• **Required action**
The records below should be set down in full, please, without any change.

%%

PR #832, opened 2026-02-11
fix: Auto calculate the settings size on serialization

jpirnay:
## Summary

* The constant SETTINGS_CONST was hardcoded and needed to be updated whenever an additional setting was added
* This is no longer necessary as the settings size will be determined automatically on settings persistence

## Additional Context

* New settings need to be added (as previously) in saveToFile - that's it

---

### AI Usage

### DIFF
--- a/src/CrossPointSettings.cpp
+++ b/src/CrossPointSettings.cpp
@@ -6,7 +6,6 @@
 
 #include <cstring>
 #include <string>
-#include <vector>
 
 #include "fontIds.h"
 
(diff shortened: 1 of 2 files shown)


src/CrossPointSettings.cpp
```diff
@@ -86,42 +87,50 @@ bool CrossPointSettings::saveToFile() const {
...
+      [&](FsFile& f) { serialization::writePod(f, frontButtonConfirm); },
+      [&](FsFile& f) { serialization::writePod(f, frontButtonLeft); },
+      [&](FsFile& f) { serialization::writePod(f, frontButtonRight); },
+      [&](FsFile& f) { serialization::writePod(f, fadingFix); },
+      [&](FsFile& f) { serialization::writePod(f, embeddedStyle); },
+      // New fields need to be added at end for backward compatibility
+  };
+
   serialization::writePod(outputFile, SETTINGS_FILE_VERSION);
-  serialization::writePod(outputFile, SETTINGS_COUNT);
```
osteotek, line 90: since we are not writing SETTINGS_COUNT anymore, will it be a problem for upgrading from old settings file to new one?

jpirnay: We are writing the count:
```
  serialization::writePod(outputFile, static_cast<uint8_t>(writers.size()));  <<<< SETTINGS_COUNT
  for (const auto& writer : writers) {
    writer(outputFile);
  }
```

osteotek: ah, thanks, missed that

src/CrossPointSettings.cpp
```diff
@@ -86,42 +87,50 @@ bool CrossPointSettings::saveToFile() const {
     return false;
   }
 
+  // Define the serialization writers in order
+  std::vector<std::function<void(FsFile&)>> writers = {
+      [&](FsFile& f) { serialization::writePod(f, sleepScreen); },
+      [&](FsFile& f) { serialization::writePod(f, extraParagraphSpacing); },
+      [&](FsFile& f) { serialization::writePod(f, shortPwrBtn); },
+      [&](FsFile& f) { serialization::writePod(f, statusBar); },
```
ngxson: This looks quite strange to use lambda function this way. IIRC each time a lambda is created, a bit of heap memory will be allocated to hold the bind params, so this is not very good in term of memory usage

Instead, you can simply add a wrapper for `serialization::writePod`, something like:

```cpp
template<typename T>
static void writePodSafe(FsFile& f, T val) {
  serialization::writePod(f, val);
  // add your code here
}
```

src/CrossPointSettings.cpp
```diff
@@ -86,42 +100,50 @@ bool CrossPointSettings::saveToFile() const {
     return false;
   }
 
+  // Define the serialization writers in order
+  std::vector<std::function<void(FsFile&)>> writers = {
+      [&](FsFile& f) { writePodSafe(f, sleepScreen); },
```
ngxson: what I mean is that you don't need lambda function here, just replace `serialization::writePod` with the new `writePodSafe`

src/CrossPointSettings.cpp
```diff
@@ -19,10 +21,22 @@ void readAndValidate(FsFile& file, uint8_t& member, const uint8_t maxValue) {
   }
 }
 
+// Template wrappers to avoid lambda overhead and allow for future extensions
+template <typename T>
+static void writePodSafe(FsFile& f, const T& val) {
+  serialization::writePod(f, val);
+  // add your code here (e.g., error checking, logging)
```
ngxson: huh??

src/CrossPointSettings.cpp
jpirnay: The lambda functions are intentional here - we need the writers vector to automatically calculate the number of settings via writers.size() (line 139). This ensures the count is always correct when we add new settings, without having to manually update a hardcoded constant. The lambdas capture each member variable and defer the actual write operation until the loop at lines 140-142.

src/CrossPointSettings.cpp
jpirnay: I think I misunderstood your earlier recommendation about templates, so I reverted that overhaed

src/CrossPointSettings.cpp
ngxson: IMO this pattern is not clean. std::vector is heap-allocated, and lambda function will compiled to huge overhead each time we create one. std::vector of lambda function is the worst of all I would say.

Instead, you should have a wrapper of `writePod` and `writeString` like this:

```cpp
class CrossPointSettings {
  bool is_counting = false;
  int item_count = 0;

  template <typename T>
  void writeItem(const T& value) {
    if (is_counting) {
      item_count++;
    } else {
      serialization::writePod(file, value);
    }
  }

  // same for writeItemString

  void writeSettings() {
    writeItem(sleepScreen);
    writeItem(extraParagraphSpacing);
    // etc
  }

  void saveToFile() {
    is_counting = true;
    writeSettings();
    // write header with item_count
    is_counting = false;
    writeSettings();
  }
```

The suggestion above use just ~8 more bytes of RAM and generates minimum assembly code when compiled.

ngxson:
This adds only ~100 bytes to the flash usage, compared to ~2500 bytes if you use the lambda version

%%

• **Answer to the exercise**
PR #832, opened 2026-02-11
fix: Auto calculate the settings size on serialization

jpirnay:
## Summary

* The constant SETTINGS_CONST was hardcoded and needed to be updated whenever an additional setting was added
* This is no longer necessary as the settings size will be determined automatically on settings persistence

## Additional Context

* New settings need to be added (as previously) in saveToFile - that's it

---

### AI Usage

### DIFF
--- a/src/CrossPointSettings.cpp
+++ b/src/CrossPointSettings.cpp
@@ -6,7 +6,6 @@
 
 #include <cstring>
 #include <string>
-#include <vector>
 
 #include "fontIds.h"
 
(diff shortened: 1 of 2 files shown)


src/CrossPointSettings.cpp
```diff
@@ -86,42 +87,50 @@ bool CrossPointSettings::saveToFile() const {
...
+      [&](FsFile& f) { serialization::writePod(f, frontButtonConfirm); },
+      [&](FsFile& f) { serialization::writePod(f, frontButtonLeft); },
+      [&](FsFile& f) { serialization::writePod(f, frontButtonRight); },
+      [&](FsFile& f) { serialization::writePod(f, fadingFix); },
+      [&](FsFile& f) { serialization::writePod(f, embeddedStyle); },
+      // New fields need to be added at end for backward compatibility
+  };
+
   serialization::writePod(outputFile, SETTINGS_FILE_VERSION);
-  serialization::writePod(outputFile, SETTINGS_COUNT);
```
osteotek, line 90: since we are not writing SETTINGS_COUNT anymore, will it be a problem for upgrading from old settings file to new one?

jpirnay: We are writing the count:
```
  serialization::writePod(outputFile, static_cast<uint8_t>(writers.size()));  <<<< SETTINGS_COUNT
  for (const auto& writer : writers) {
    writer(outputFile);
  }
```

osteotek: ah, thanks, missed that

src/CrossPointSettings.cpp
```diff
@@ -86,42 +87,50 @@ bool CrossPointSettings::saveToFile() const {
     return false;
   }
 
+  // Define the serialization writers in order
+  std::vector<std::function<void(FsFile&)>> writers = {
+      [&](FsFile& f) { serialization::writePod(f, sleepScreen); },
+      [&](FsFile& f) { serialization::writePod(f, extraParagraphSpacing); },
+      [&](FsFile& f) { serialization::writePod(f, shortPwrBtn); },
+      [&](FsFile& f) { serialization::writePod(f, statusBar); },
```
ngxson: This looks quite strange to use lambda function this way. IIRC each time a lambda is created, a bit of heap memory will be allocated to hold the bind params, so this is not very good in term of memory usage

Instead, you can simply add a wrapper for `serialization::writePod`, something like:

```cpp
template<typename T>
static void writePodSafe(FsFile& f, T val) {
  serialization::writePod(f, val);
  // add your code here
}
```

src/CrossPointSettings.cpp
```diff
@@ -86,42 +100,50 @@ bool CrossPointSettings::saveToFile() const {
     return false;
   }
 
+  // Define the serialization writers in order
+  std::vector<std::function<void(FsFile&)>> writers = {
+      [&](FsFile& f) { writePodSafe(f, sleepScreen); },
```
ngxson: what I mean is that you don't need lambda function here, just replace `serialization::writePod` with the new `writePodSafe`

src/CrossPointSettings.cpp
```diff
@@ -19,10 +21,22 @@ void readAndValidate(FsFile& file, uint8_t& member, const uint8_t maxValue) {
   }
 }
 
+// Template wrappers to avoid lambda overhead and allow for future extensions
+template <typename T>
+static void writePodSafe(FsFile& f, const T& val) {
+  serialization::writePod(f, val);
+  // add your code here (e.g., error checking, logging)
```
ngxson: huh??

src/CrossPointSettings.cpp
jpirnay: The lambda functions are intentional here - we need the writers vector to automatically calculate the number of settings via writers.size() (line 139). This ensures the count is always correct when we add new settings, without having to manually update a hardcoded constant. The lambdas capture each member variable and defer the actual write operation until the loop at lines 140-142.

src/CrossPointSettings.cpp
jpirnay: I think I misunderstood your earlier recommendation about templates, so I reverted that overhaed

src/CrossPointSettings.cpp
ngxson: IMO this pattern is not clean. std::vector is heap-allocated, and lambda function will compiled to huge overhead each time we create one. std::vector of lambda function is the worst of all I would say.

Instead, you should have a wrapper of `writePod` and `writeString` like this:

```cpp
class CrossPointSettings {
  bool is_counting = false;
  int item_count = 0;

  template <typename T>
  void writeItem(const T& value) {
    if (is_counting) {
      item_count++;
    } else {
      serialization::writePod(file, value);
    }
  }

  // same for writeItemString

  void writeSettings() {
    writeItem(sleepScreen);
    writeItem(extraParagraphSpacing);
    // etc
  }

  void saveToFile() {
    is_counting = true;
    writeSettings();
    // write header with item_count
    is_counting = false;
    writeSettings();
  }
```

The suggestion above use just ~8 more bytes of RAM and generates minimum assembly code when compiled.

ngxson:
This adds only ~100 bytes to the flash usage, compared to ~2500 bytes if you use the lambda version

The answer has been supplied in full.